Le risque d’une potentielle régionalisation de Pôle emploi mérite donc d’être pris en compte par tous les acteurs de l’emploi.
[1] A Bordeaux, lundi 30 septembre et mardi 1er octobre 2019.
[2] « La France va mieux, mais je continue à voir des taux de chômage de 15, 16 voire 17%. C’est pourquoi je demande un changement de modèle où les réponses peuvent être apportées par nos territoires » – le Président de l’association Régions de France (ARF).
[3] Il est exact que : « Si sur certains territoires on rencontre une tension particulière, on peut ouvrir une formation bien plus rapidement en agissant au niveau local. » Mais en fait c’est déjà possible de manière très volontariste.

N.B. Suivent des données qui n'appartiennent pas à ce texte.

PR #10698, opened 2022-04-27
[201811] Minigraph parser changes to select mmu profiles based on SonicQosProfile attribute

neethajohn:
#### Why I did it
There is a need to select different mmu profiles based on deployment type

#### How I did it
There will be separate subfolders (RDMA-CENTRIC, TCP-CENTRIC, BALANCED) in each hwsku folder which contains deployment specific mmu and qos settings. SonicQosProfile attribute in the minigraph will be used to determine which settings to use. If that attribute is not present, the default settings that exist in the hwsku folder will be used

#### How to verify it
Manually verified by creating subfolders under DX010 folder and updated minigraph on the device with SonicQosProfile pointing to one of the subfolders. Verified by loading minigraph and confirming the mmu and ecn settings are as expected.

Unit tests have been updated to include the SonicQosProfile attribute in the minigraphs used for buffer and qos rendering. Since the dir structure does not exist now, code flow will take no action. Once the dir structure exists, the profile selection path will get executed but since all 3 subfolders have identical values, existing test cases should hold good.

Build sonic-config-engine python wheel with the changes and build was successful.

### DIFF
--- a/src/sonic-config-engine/minigraph.py
+++ b/src/sonic-config-engine/minigraph.py
@@ -543,8 +543,7 @@ def select_mmu_profiles(profile, platform, hwsku):
             file_in_dir = os.path.join(dir_path, file_item)
             if os.path.isfile(file_in_dir):
                 base_file = os.path.join(path, file_item)
-                exec_cmd("sudo cp {} {}".format(file_in_dir, base_file)
-
+                exec_cmd("sudo cp {} {}".format(file_in_dir, base_file))
 
 ###############################################################################
 #
--- a/src/sonic-config-engine/minigraph.py
+++ b/src/sonic-config-engine/minigraph.py
@@ -410,6 +410,7 @@ def parse_meta(meta, hname):
     mgmt_routes = []
     erspan_dst = []
     deployment_id = None
+    qos_profile = []
     device_metas = meta.find(str(QName(ns, "Devices")))
     for device in device_metas.findall(str(QName(ns1, "DeviceMetadata"))):
         if device.find(str(QName(ns1, "Name"))).text.lower() == hname.lower():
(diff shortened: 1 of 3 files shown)


src/sonic-config-engine/minigraph.py
```diff
@@ -410,6 +410,7 @@ def parse_meta(meta, hname):
     mgmt_routes = []
     erspan_dst = []
     deployment_id = None
+    qos_profile = []
```
yxieca, line 413: why is this a list?

src/sonic-config-engine/tests/sample-dell-6100-t0-minigraph.xml
```diff
@@ -716,6 +716,11 @@
             <a:Reference i:nil="true"/>
             <a:Value>10.0.0.16</a:Value>
           </a:DeviceProperty>
+          <a:DeviceProperty>
+          <a:Name>SonicQosProfile</a:Name>
+          <a:Reference i:nil="true"/>
+          <a:Value>Rdma-centric</a:Value>
```
yxieca, line 722: RDMA-CENTRIC?

neethajohn: not needed. L540 in parser takes care of converting it to uppercase

src/sonic-config-engine/minigraph.py
neethajohn: Fixed

src/sonic-config-engine/minigraph.py
```diff
@@ -517,6 +520,31 @@ def filter_acl_mirror_table_bindings(acls, neighbors, port_channels):
...
+              the copy list in the dir path and copy it over to the base path.
+    """
+    if not profile:
+        return
+
+    files_to_copy = ['pg_profile_lookup.ini', 'qos.json.j2', 'buffers_defaults_t0.j2', 'buffers_defaults_t1.j2']
+
+    path = os.path.join('/usr/share/sonic/device', platform, hwsku)
+
+    dir_path = os.path.join(path, profile.upper())
```
yxieca, line 540: Not sure we want to do profile.upper() here, this will limit our options to up case only.

neethajohn: I added that based on the naming for the subfolders where everything is in upper case. Should we rely on the exact name in the minigraph?

yxieca: I think we should rely on exact match.

yxieca (approved):

lguohan (approved):

PR #10702, opened 2022-04-28
Add gbsyncd-credo to barefoot platform

byu343:
#### Why I did it
This change will install the gbsyncd-credo image to barefoot platform, which has already been installed to broadcom platform. The gbsyncd-credo is needed by arista_7170b_64c. 
#### How to verify it
We verified that the build can pass and the docker image is in the barefoot image.

- [ ] 201811
- [ ] 201911
- [ ] 202006
- [ ] 202012
- [ ] 202106
- [ ] 202111


platform/components/docker-gbsyncd-credo/Dockerfile.j2
```diff
@@ -20,7 +20,7 @@ debs/
 
 RUN dpkg -i \
 {% for deb in docker_gbsyncd_credo_debs.split(' ') -%}
-{% if 'libsaibcm' not in deb -%}
+{% if 'libsaibcm' not in deb and 'bfnsdk' not in deb and 'bfnplatform' not in deb -%}
```
jimmyzhai, line 23: Why are bfnsdk and bfnplatform packages in DEPENDS list of docker gbsyncd-credo? Even I do not remember for libsaibcm. If not dependent, let's remove the condition checks; otherwise to do them in previous `COPY` command is enough.

byu343: The reason is that gbsyncd docker depends on credo SAI and SYNCD, and SYNCD depends on the ASIC SAI, but we cannot install both ASIC SAI and credo SAI in the same docker.
The idea here is to NOT install the ASIC SAI packages to the gbsyncd docker, and it seems whether to copy them doesn't matter.

jimmyzhai: But ASIC SAI is only dependent while compiling syncd, or building SYNCD package. ASIC SAI package should not be in the list of `docker_gbsyncd_credo_debs`. Please double check.

byu343: I checked it again and noticed that $(SYNCD)_DEPENDS are not in docker_gbsyncd_credo_debs , while $(SYNCD)_RDEPENDS are in the docker_gbsyncd_credo_debs. For broadcom platform, it works fine without filtering libsaibcm from docker_gbsyncd_credo_debs now (likely some change after the initial submission of docker-gbsyncd-credo made it possible). For the barefoot platform, it is still have $(SYNCD)_RDEPENDS, so I make the change "[Refactor dependency to bfn_sai](https://github.com/Azure/sonic-buildimage/pull/10702/commits/1bf4cec287902519417d9b108c2efb75166db8da)" in this PR to fix it.

jimmyzhai (approved):
LGTM

PR #10714, opened 2022-04-29
[buffer] RDMA buffer config profiles

kevinskwang:
#### Why I did it
Different traffic pattern requires different RDMA tuning parameters. But currently we just support one for each hwsku.
#### How I did it
Separate into three profiles: 
RDMA-CENTRIC: (RDMA centric)  
TCP-CENTRIC: (TCP Friendly)  
BALANCED: Default is BALANCED. When missing, acting as BALANCED.  

And move the profiles to a common directory, all the hwsku which shared the profile would link to the common profile from the device specific diretory.
#### How to verify it
Build image and the buffer/qos function should be work fine with different profile groups.

- [x] 201811
- [ ] 201911
- [ ] 202006
- [ ] 202012
- [ ] 202106
- [ ] 202111


device/common/profiles/th2/7260/BALANCED/pg_profile_lookup.ini
```diff
@@ -0,0 +1,8 @@
+# PG lossless profiles.
```
neethajohn, line 1: please include the 50g speed and 5m,40m,300m lines as well

yxieca: Updated with copying 100G data (the original 50G data was higher than 100G config.

device/common/profiles/th/gen/BALANCED/buffers.json.j2
```diff
@@ -0,0 +1,2 @@
+{%- set default_topo = 't1' %}
```
neethajohn, line 1: this is different for each hwsku. for eg, for 7060-D48C8 it is 't0' whereas for 7060 C32 it is 't1'

neethajohn (approved):

PR #10720, opened 2022-05-01
[BFN] Canceling PSU platform API calls on SIGTERM

akokhan:
Signed-off-by: Andriy Kokhan <andriyx.kokhan@intel.com>
Co-authored-by: Taras Keryk <tarasx.keryk@intel.com>

#### Why I did it
Sometime, SIGTERM processing by psud takes more then default 10sec (please see stopwaitsecs in http://supervisord.org/configuration.html).

Due to this, the following two testcases may fail:
```
test_pmon_psud_stop_and_start_status
test_pmon_psud_term_and_start_status
```

Also, limited `get_bmc_version()` execution time to 1 sec.

#### How I did it
Introduced two levels of SIGTERM handlers:
1. The PSU class level `signal_handler()` that executes a default handler (`psud` SIGTERM handler) and avoids subsequent `psu_info_get()` executions.
2. The `cancel_on_sigterm()` decorator that executes class level `signal_handler()` and raises an exception to cancel current `psu_info_get()` execution.

#### How to verify it
Run SONiC CTs:
```
test_pmon_psud_stop_and_start_status
test_pmon_psud_term_and_start_status
```

- [ ] 201811
- [ ] 201911
- [ ] 202006
- [ ] 202012
- [ ] 202106
- [x] 202111

### DIFF
--- a/platform/barefoot/sonic-platform-modules-bfn-montara/sonic_platform/platform_utils.py
+++ b/platform/barefoot/sonic-platform-modules-bfn-montara/sonic_platform/platform_utils.py
@@ -3,6 +3,8 @@
 try:
     import os
     import subprocess
+    import signal
+    from functools import wraps
 
 except ImportError as e:
     raise ImportError(str(e) + "- required module not found")
@@ -20,3 +22,24 @@ def file_create(path, mode=None):
         run_cmd(['touch', path])
     if (mode is not None):    
         run_cmd(['chmod', mode, path])
+
+def cancel_on_sigterm(func):
+    """
+    Wrapper for a function which has to be cancel on SIGTERM
+    """
+    @wraps(func)
+    def wrapper(*args, **kwargs):
+        def handler(sig, frame):
+            if sigterm_handler:
+                sigterm_handler(sig, frame)
+            raise Exception("Canceling {}() execution...".format(func.__name__))
+
+        sigterm_handler = signal.getsignal(signal.SIGTERM)
+        signal.signal(signal.SIGTERM, handler)
+        result = None
+        try:
+            result = func(*args, **kwargs)
+        finally:
+            signal.signal(signal.SIGTERM, sigterm_handler)
+        return result
+    return wrapper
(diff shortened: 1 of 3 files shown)


akokhan:
@prgeor , please review. Thank you

akokhan:
@lguohan , please approve and merge. Thanks

akokhan:
@prgeor , @lguohan , could you please take a look. Thank you!

akokhan:
@prgeor , could you please take a look?

akokhan:
@prgeor , could you please approve and merge? Thanks

akokhan:
@lguohan , please approve and merge. Thanks

akokhan:
@qiluo-msft , please approve and merge. Thank you

qiluo-msft:
Sorry for late response, we will soon review it.

liuh-80 (commented):
I checked this PR and it's not conflict with the recent change in libswsscommon.
Because this project is a pure python project and not using pubsub from swsscommon, so the signal handler in this PR will not be blocked by the infinite loop in pubsub.

platform/barefoot/sonic-platform-modules-bfn-montara/sonic_platform/platform_utils.py
```diff
@@ -18,5 +26,55 @@ def run_cmd(cmd):
...
         run_cmd(['touch', path])
-    if (mode is not None):    
+    if (mode is not None):
         run_cmd(['chmod', mode, path])
+
+def cancel_on_sigterm(func):
+    """
+    Wrapper for a function which has to be cancel on SIGTERM
+    """
+    @wraps(func)
```
liuh-80, line 36: I have a concern about the 'signal handler backup/restore' this decorator:
1. Currently this code will work well because it's only 1 decorator. and seems there is no another code in this project to similar backup/restore.

2. However, because this is a decorator, so it's maybe use to another different method in future, then if 2 methods using this decorator running simultaneously, the signal handler will messed up by this decorator. here is a example:

step1: App using default signal handler handeler_D.

step1: Method1 start, signaler handler switch to handler_N, bacup handler is signal_D

step2: Method2 start, signal handler switch to handler_M, and backup handler will be handler_N

step3: Method1 end, signal handler restore to handler_D

step4: Method2 end, signal handler restore to handler_N, which is wrong because signal handler should be handler_D

I suggest define a global signal handler for this app, and also backup/restore the global signal handler.

akokhan: I agree that this scenario is possible in multi-threaded environment. But this is not a case with psud as of now. So, not sure whether it worth the efforts. Probably we can address this separately. What do you think?

prgeor (approved):

PR #13386, opened 2023-01-17
[build] Check if patches are applied before applying patches

liushilongbuaa:
#### Why I did it
If make fails, we can't rerun the make process, because existing patches can't apply again.
#### How I did it
Check if patches are applied. if yes, don't apply patches again.

- [ ] 201811
- [ ] 201911
- [ ] 202006
- [ ] 202012
- [ ] 202106
- [ ] 202111
- [ ] 202205
- [ ] 202211

### DIFF
--- a/slave.mk
+++ b/slave.mk
@@ -623,7 +623,7 @@ $(addprefix $(FILES_PATH)/, $(SONIC_MAKE_FILES)) : $(FILES_PATH)/% : .platform $
 		# Remove target to force rebuild
 		rm -f $(addprefix $(FILES_PATH)/, $*)
 		# Apply series of patches if exist
-		if [ -f $($*_SRC_PATH).patch/series ]; then pushd $($*_SRC_PATH) && QUILT_PATCHES=../$(notdir $($*_SRC_PATH)).patch quilt push -a; popd; fi
+		if [ -f $($*_SRC_PATH).patch/series ]; then pushd $($*_SRC_PATH) && quilt applied || QUILT_PATCHES=../$(notdir $($*_SRC_PATH)).patch quilt push -a; popd; fi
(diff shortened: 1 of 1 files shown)


kv-y:
> If make fails, we can't rerun the make process, because existing patches can't apply again.

Maybe just need to fix a cleanup stage for some packages?

I mean usually we have the next steps:

1. Remove a directory with source code if it exists
2. Download and unpack some files if it's required
3. Apply patches
4. Build
5. Install

Some packages like ntp have incorrect 1st step:
NTP_VERSION is 4.2.8p15+dfsg and we try to remove ntp-$(NTP_VERSION) but in fact directory is named `ntp-4.2.8p15`

So if directory with source code is removed correctly we don't have any issues with applying patches when we rerun make. But it's just a suggestion.
Probably your PR fixes another bug.

qiluo-msft (approved):

liushilongbuaa:
> > If make fails, we can't rerun the make process, because existing patches can't apply again.
> 
> Maybe just need to fix a cleanup stage for some packages?
> 
> I mean usually we have the next steps:
> 
> 1. Remove a directory with source code if it exists
> 2. Download and unpack some files if it's required
> 3. Apply patches
> 4. Build
> 5. Install
> 
> Some packages like ntp have incorrect 1st step: NTP_VERSION is 4.2.8p15+dfsg and we try to remove ntp-$(NTP_VERSION) but in fact directory is named `ntp-4.2.8p15`
> 
> So if directory with source code is removed correctly we don't have any issues with applying patches when we rerun make. But it's just a suggestion. Probably your PR fixes another bug.

That will be a big change. This small change will work in a lot of scenarios.

PR #13408, opened 2023-01-17
[dualtor][active-active]Killing radv instead of stopping on `active-active` dualtor if config knob is on

zjswhhh:
`radv` sends a good-bye packet when the service is stopped, which causes a IPv6 route update on SoC side. And this update leads to an interface bouncing and causes traffic disruption even though the ToR device might already be isolated. 

This PR is to mitigate the traffic disruption issue during planned maintenance, by killing radv instead of stopping. So the cease packet won't be sent.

[4] « C’est une question de cohérence. La région est en charge du développement économique, c’est une compétence maintenant bien reconnue. Plus de 85 % des aides aux entreprises viennent des régions. En même temps, on est responsables de la formation professionnelle des demandeurs d’emploi. On considère qu’il manque un maillon de la chaîne pour établir une vraie cohérence dans l’efficacité sur les politiques de l’emploi. » – le vice-président en charge de la formation et de l’apprentissage de Normandie.
« L’État a tout essayé contre le chômage, sauf cette idée simple : faire davantage confiance aux territoires. Confier aux régions le pilotage de Pôle Emploi, c’est s’assurer que les politiques de l’emploi soient menées au plus près des réalités économiques locales. Et qu’enfin, on s’attaque au paradoxe insupportable de ces milliers d’emplois non pourvus » – la présidente de région des Pays de la Loire (LR).
[5] Le service public de l’emploi (SPE) est actuellement géré par les préfets de région et de départements, donc en lien direct avec les territoires. Pôle emploi est un établissement public, rattaché au ministère du Travail.